I joined the Oncology Clinical Trials Office (OCTO) in March 2019 as a Clinical Trial Administrator supporting management of the SCALOP-2 locally advanced pancreatic cancer trial. This really helped me to deepen my understanding of non-commercial oncology trials, data management and central monitoring.
Since then, I have moved on to the position of Trial Manager and worked on several trials:
- OcPLoreD: an observational cohort study of pre-cancerous lymphoproliferative disorders, designed to identify the clinical, genomic and immunological markers which predict the progression to malignant disease. Patients with these disorders are currently only managed by the 'watch and wait' approach in NHS standard of care.

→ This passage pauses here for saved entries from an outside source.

PR #6412, opened 2022-09-18
[streams part 1] Refactor streams data fetching with useAsync

drewvolz:
- Part 1 of 2 of modifying the streams refactor data 
- See second half over at #6413 

These changes refactor streams list to modernize the data fetching strategy to utilize a `useFetch` call.


source/views/streaming/streams/list.tsx
```diff
@@ -84,38 +64,33 @@ export const StreamListView = (): JSX.Element => {
...
+			}
 			contentContainerStyle={styles.contentContainer}
-			keyExtractor={keyExtractor}
-			onRefresh={refresh}
-			refreshing={refreshing}
-			renderItem={renderItem}
+			keyExtractor={(item: StreamType) => item.eid}
+			onRefresh={reload}
+			refreshing={isPending && !isInitial}
+			renderItem={({item}: {item: StreamType}) => <StreamRow stream={item} />}
```
hawkrives: Do you need the type annotation here, or is it smart enough to understand the following?

```suggestion
			renderItem={({item}) => <StreamRow stream={item} />}
```

drewvolz: It is smart enough to understand that. Good suggestion.

hawkrives (approved):

source/views/streaming/streams/list.tsx
```diff
@@ -23,52 +23,32 @@ const styles = StyleSheet.create({
...
+	return toPairs(grouped).map(([title, data]) => ({title, data}))
+}
 
-	let getStreams = async (
-		reload?: boolean,
-		date: Moment = moment.tz(timezone()),
-	) => {
-		let dateFrom = date.format('YYYY-MM-DD')
-		let dateTo = date.clone().add(2, 'month').format('YYYY-MM-DD')
+const useStreams = (date: Moment = moment.tz(timezone())) => {
```
rye, line 64: Any particular reason to prefer a `const` `=>` function here?

rye, line 64: What is the return type of this function? I feel like it should be explicit if possible. If you add that, then the call to `useStreams` inside the `StreamListView` definition could get its own type annotation so that the `data`, `error`, `reload`, `isPending`, `isInitial`, and `isLoading` fields aren't just getting pulled out of thin air.

rye (dismissed):

source/views/streaming/streams/list.tsx
hawkrives: As opposed to `function useStreams(date: Moment = moment.tz(timezone())) {`? Not that I can think of.

The main reason to default to arrow functions is that they behave more like you'd expect wrt. `this` (they inherit `this` from the caller's context, instead of the defintion location, IIRC). So there are probably fewer pitfalls if we do everything as `const/let =>`…

hawkrives: It'd just be `typeof useFetch<StreamType[]>`, I think. `useFetch` is doing all of the hard work here, and it's exposing the types to TS' type inference properly IIRC, so those properties aren't quite as invisible as they seem at first.

drewvolz: Right, we're taking advantage of type inference. 

The types can be viewed and become less magical when looking at [react-async's useFetch](https://docs.react-async.com/api/interfaces?q=usefetc#usefetch-hook) documentation. Hovering over each of these types reflects the [type information that is within useFetch's state](https://docs.react-async.com/api/state).

drewvolz:
@rye did your questions get answered in this PR?

PR #6413, opened 2022-09-18
[streams part 2] add category filtering to streams

drewvolz:
I recommend [viewing this diff without whitespace](https://github.com/StoDevX/AAO-React-Native/pull/6413/files?diff=split&w=1)

---

- Part 2 of 2 of modifying the streams refactor data 
- Dependent upon #6412 
- Part of #6142 

These changes refactor streams list to accomplish a few ideas:

* add filter bar to show stream categories
* show athletics streams by default

📸 Screenshots

~ | ~
--|--
Simulator Screen Shot - iPhone 12 Pro - 2022-08-29 at 20 38 38 | Simulator Screen Shot - iPhone 12 Pro - 2022-08-29 at 20 38 52


source/views/streaming/streams/list.tsx
```diff
@@ -28,6 +29,24 @@ const groupStreams = (entries: StreamType[]) => {
...
+	return streams.filter((stream) => {
+		let enabledCategories = getEnabledCategories(filters)
+
+		if (enabledCategories.length === 0) {
+			return stream
+		}
+
+		return enabledCategories.includes(stream.category)
+	})
+}
```
hawkrives:
```suggestion
const filterStreams = (streams: StreamType[], filters: ListType[]) => {
	let enabledCategories = getEnabledCategories(filters)

	if (enabledCategories.length === 0) {
		return streams
	}

	return streams.filter((stream) => enabledCategories.includes(stream.category))
}
```

source/views/streaming/streams/list.tsx
```diff
@@ -47,23 +66,53 @@ const useStreams = (date: Moment = moment.tz(timezone())) => {
...
+				// force title-case on the stream types, to prevent not-actually-duplicate headings
+				category: titleCase(stream.category),
+				date: date,
+				$groupBy: group,
+			}
+		})
+	}, [data])
+
+	React.useEffect(() => {
+		let allCategories = data.flatMap((stream) => titleCase(stream.category))
```
hawkrives:
```suggestion
		let allCategories = data.map((stream) => titleCase(stream.category))
```

hawkrives (changes requested):

source/views/streaming/streams/list.tsx
drewvolz: That does look nicer. Let's go with yours.

hawkrives (approved):

drewvolz:
@rye I'm hoping that this split pull request is helpful for review compared to the original. Let me know if this hasn't addressed your original comments.

source/views/streaming/streams/list.tsx
```diff
@@ -28,6 +29,22 @@ const groupStreams = (entries: StreamType[]) => {
 	return toPairs(grouped).map(([title, data]) => ({title, data}))
 }
 
+const getEnabledCategories = (filters: ListType[]) => {
+	return filters.flatMap((filter: ListType) =>
+		filter.spec.selected.flatMap((spec) => spec.title),
+	)
+}
+
+const filterStreams = (streams: StreamType[], filters: ListType[]) => {
```
rye, line 54: The type of `filters` (`ListType`) doesn't make sense to me when I am reading this. What is that? Are we filtering lists? Can "lists" be passed as filters? I feel like this is an upstream issue with `@frogpond/filter`, so we can ignore that, but that's why I was confused by this code.

(Also the `Type` suffix should get dropped from types as a general rule. Types are types, yes. And a more TypeScript-y way would have us make these full-fledged interfaces, I think, but that's a wide-scale change.)

source/views/streaming/streams/list.tsx
```diff
@@ -28,6 +29,22 @@ const groupStreams = (entries: StreamType[]) => {
 	return toPairs(grouped).map(([title, data]) => ({title, data}))
 }
 
+const getEnabledCategories = (filters: ListType[]) => {
```
rye, line 47: Any particular reason to use a `const` `=>` function here?

source/views/streaming/streams/list.tsx
```diff
@@ -28,6 +29,22 @@ const groupStreams = (entries: StreamType[]) => {
...
+	return filters.flatMap((filter: ListType) =>
+		filter.spec.selected.flatMap((spec) => spec.title),
```
rye: Can we give a `let` binding and a type to some part of this? What type is `filter.spec`? What type is `filter.spec.selected`? No need to be super terse here, imo. If `@frogpond/filter` doesn't expose the necessary types, then we should make it do so, so I'm happy to ignore this if that is the case.

I.e., can we use

```typescript
let filterSelections: /* sometype */ = filter.spec.selected;
filterSelections.flatMap((spec) => spec.title);
```

source/views/streaming/streams/list.tsx
```diff
@@ -47,23 +64,53 @@ const useStreams = (date: Moment = moment.tz(timezone())) => {
...
+			let group = stream.status.toLowerCase() !== 'live' ? dateGroup : 'Live'
+
+			return {
+				...stream,
+				// force title-case on the stream types, to prevent not-actually-duplicate headings
+				category: titleCase(stream.category),
+				date: date,
+				$groupBy: group,
+			}
+		})
```
rye: Could the body of the `map` be turned into a real function? It seems to be doing a fair bit of work.

rye (dismissed):

source/views/streaming/streams/list.tsx
hawkrives: You don't like relying on type inference here? (Just asking for clarity.)

source/views/streaming/streams/list.tsx
hawkrives: I'd be happy with that too.

source/views/streaming/streams/list.tsx
hawkrives: I want to say that back in Flow, there wasn't as much separation between the "type namespace" and "value namespace", so I tended to suffix things with `Type$`. This is my fault for bad API design. We should fix it upstream, yeah.

source/views/streaming/streams/list.tsx
rye: I am fine with type inference, but at more than 2 or 3 levels into a given type I'm left scratching my head trying to figure out which type is being used.

source/views/streaming/streams/list.tsx
drewvolz: Sure, happy to extract this.

source/views/streaming/streams/list.tsx
drewvolz: Borrowing from Hawken's earlier answer in this comment https://github.com/StoDevX/AAO-React-Native/pull/6412#discussion_r979440572. I see it as helpful in avoiding pitfalls when dealing with `this`and caller context.

source/views/streaming/streams/list.tsx
hawkrives: Let's come back around to this once we improve the API of the filters?

source/views/streaming/streams/list.tsx
drewvolz: Tracking this issue at https://github.com/StoDevX/AAO-React-Native/issues/6435

drewvolz:
@rye anything left here?

PR #6553, opened 2022-11-06
🚌 transportation list and data refactor

drewvolz:
Refactoring to update data and provide a sleeker transportation view.

## Changes
Replaces transportation detail screen with `openUrl`
* 963b7b4 allow a flexible amount of detail row lines in other modes list
* 57c3545 replace other-modes detail screen with openUrl

Data updates
* f6912bf add INeedARide alias in place of ride-board
* a8f2bd9 update express bus url
* f299289 link to all transport options

demo | screenshot
--|--
demo | screenshot


rye (commented):
Will this change (and subsequent data deployments) cause crashes on the existing client? We have a large skew at the moment that we should be careful of. Put another way, if our old code is expecting to see the `description` key and we stop publishing data there, how does the current version of the app behave?

drewvolz:
You make a good point that our data isn't versioned.

From the testing I've done, the Markdown component that renders a transportation mode's `description` handles this situation well and the current version of the app behaves fine. The description is encapsulated in the `synopsis` prop and so what little we remove in the shipping app can be found either in that prop or the in the linked website.

So what happens is we're not displaying a description on the detail screen, but that seems fine.

hawkrives (approved):

rye (approved):
Okay, thanks for checking!

drewvolz:
I'll do one last check to make sure we are okay to go without that prop, though. I realize I was verifying this with the latest app and not the shipping app so let me check again.

We can verify this by:
1. Either checking out and building the 2.7.0+46090 build or installing the App Store version 
2. Rewriting the response that comes back from the server to exclude the data.

This should be a more real world approach to see if we are good. I'll follow up.

drewvolz:
Okay we can mitigate the risk for anything that may expect `description` to be provided. This has been updated to play it safe by providing the prop as an empty string. Thanks, @rye!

- CEDAR: a phase I trial of a novel IMP in combination with chemotherapy & radiotherapy for locally advanced rectal cancer, using the Time-to-Event Continuous Re-assessment Model (TiTE-CRM) method to assign escalated dosing and assess safety.
- CHARIOT: a phase I trial involving the TiTE-CRM method to assign escalated dosing and assess safety of a novel IMP in combination with chemotherapy & radiotherapy for oesophageal cancer and other solid tumours.